◆ **Aim of the task**: Every line with the string "tests" must be copied from the entries below.

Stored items
PR #358, opened 2018-04-24
Implement the new HTTPFuture.response method with fallback results

sjaensch:
This is a first rough PR so people get the idea. I just modified a few integration tests to showcase that the implementation works (at least as far as replacing calls to `result()` goes).

I'll add more tests tomorrow unless we decide on going a different route. I'm also more than prepared to change names if you have better suggestions. :)

### DIFF
--- a/bravado/http_future.py
+++ b/bravado/http_future.py
@@ -13,7 +13,15 @@ from msgpack import unpackb
 
 from bravado.config_defaults import REQUEST_OPTIONS_DEFAULTS
 from bravado.exception import BravadoTimeoutError
+from bravado.exception import HTTPServerError
 from bravado.exception import make_http_exception
+from bravado.response import BravadoResponse
+
+
+FALLBACK_EXCEPTIONS = (
+    BravadoTimeoutError,
+    HTTPServerError,
+)
 
 
 class FutureAdapter(object):
@@ -101,9 +109,50 @@ class HttpFuture(object):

◆ **Output for this exercise**:
This is a first rough PR so people get the idea. I just modified a few integration tests to showcase that the implementation works (at least as far as replacing calls to `result()` goes).
I'll add more tests tomorrow unless we decide on going a different route. I'm also more than prepared to change names if you have better suggestions. :)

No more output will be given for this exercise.